Als ich ihn das letzte Mal gesehen haben, es war Ende Januar, da hatte Schalke Manager Andreas Müller die Sache schon hinter sich gelassen. Zum Auftakt der Rückrunde wurde die Sportpresse ins rund erneuerte Schalke-Museum geladen. Und Müller verdrückte sich lange in einen Tunnel mit Videoaufnahmen aus Schalker Tagen. Besonders intensiv, fast regungslos besah er sich den Film über die Eurofighter, seinen UEFA-Pokal-Sieg; – glühte sein Gesicht hinterher ein wenig?

Foto:ruhrbarone.de

Die Pressekonferenz verlief dann Durchhalteparolig, sterbenslangweilig. Trainer Fred Rutten, der im Amt bleiben darf, sagte ungefähr zwanzigmal "das ist normal". Müller, der heute beurlaubt wurde (klick, klack), nachdem er einen Rücktritt ablehnte, gab den bärbeißigen.
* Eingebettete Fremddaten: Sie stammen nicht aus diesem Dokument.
PR #3632, opened 2024-11-19
Update Azure Container Registry detector

rgmz:
### Description:
This updates the Azure Container registry detector, which is a frequent source of noise.

1. Cache registries so we don't make multiple attempts to things that don't exist
2. The registry name cannot contain uppercase letters AFAIK.
3. The registry name probably shouldn't be censored.
4. The password seems to follow some sort of prefedined format that ends with `+ACR......`.

### Checklist:

### DIFF
--- a/pkg/detectors/azurecontainerregistry/azurecontainerregistry.go
+++ b/pkg/detectors/azurecontainerregistry/azurecontainerregistry.go
@@ -2,13 +2,17 @@ package azurecontainerregistry
 
 import (
 	"context"
-	"encoding/base64"
+	"errors"
 	"fmt"
+	"io"
 	"net/http"
+	"strings"
 
 	regexp "github.com/wasilibs/go-re2"
 
+	"github.com/trufflesecurity/trufflehog/v3/pkg/cache/simple"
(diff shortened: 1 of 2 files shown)


pkg/detectors/azurecontainerregistry/azurecontainerregistry.go
```diff
@@ -35,59 +41,75 @@ func (s Scanner) Keywords() []string {
...
+				Raw:          []byte(password),
+				RawV2:        []byte(`{"username":"` + username + `","password":"` + password + `"}`),
+				Redacted:     username,
 			}
 
 			if verify {
+				if invalidHosts.Exists(username) {
+					logger.V(3).Info("Skipping invalid registry", "username", username)
+					continue EndpointLoop
+				}
```
rgmz, line 90: I don't think there's an established 'best practice' for skipping values like this.

Should it be returned as invalid? Should it be skipped altogether? etc.

ahrav: I'd lean towards skipping it. Returning it as an invalid result might not add much value, but I don't have a strong preference

ahrav (approved):

PR #3633, opened 2024-11-20
Add Flexport detector

0x1:
### Description:
This detector is for https://www.flexport.com/.
Flexport is a digital freight forwarding and logistics platform that helps businesses manage and optimize their global supply chains by providing end-to-end visibility and control over shipments.

This detector is specifically for their logistics-api. There are other APIs that we should also add.
### Checklist:


abmussani (approved):
Thanks @0x1 for the new addition in the detectors ❤️ I have a small question regarding the regex. Any reason to not put the closing word boundary ? isn't it useful to put as we already new that length of token will be 40 characters (excluding magic string).

0x1:
> Thanks @0x1 for the new addition in the detectors ❤️ I have a small question regarding the regex. Any reason to not put the closing word boundary ? isn't it useful to put as we already new that length of token will be 40 characters (excluding magic string).

good catch. i had to omit the closing boundary bc unfortunately `_` is a valid character for the token, but is also considered a boundary character by `\b`. so if we add a closing boundary it will not catch a lot of valid tokens, including the test tokens.

idk of a way to exclude `_` from the boundary set, but if we can do so we should totally add it back.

Und das auch schon unter der Moderation eines Ersatzmannes: Weil in der Winterpause als erstes Opfer der höchst rätselhaften Schalke Krise (oder ist es eher ein Infekt, ein Virus?), der verdiente Traditions-Pressesprecher Gerd Voss beurlaubt wurde, musste Thomas Spiegel die Presserunde im Museum leiten. Seltsame Schalker Zeiten.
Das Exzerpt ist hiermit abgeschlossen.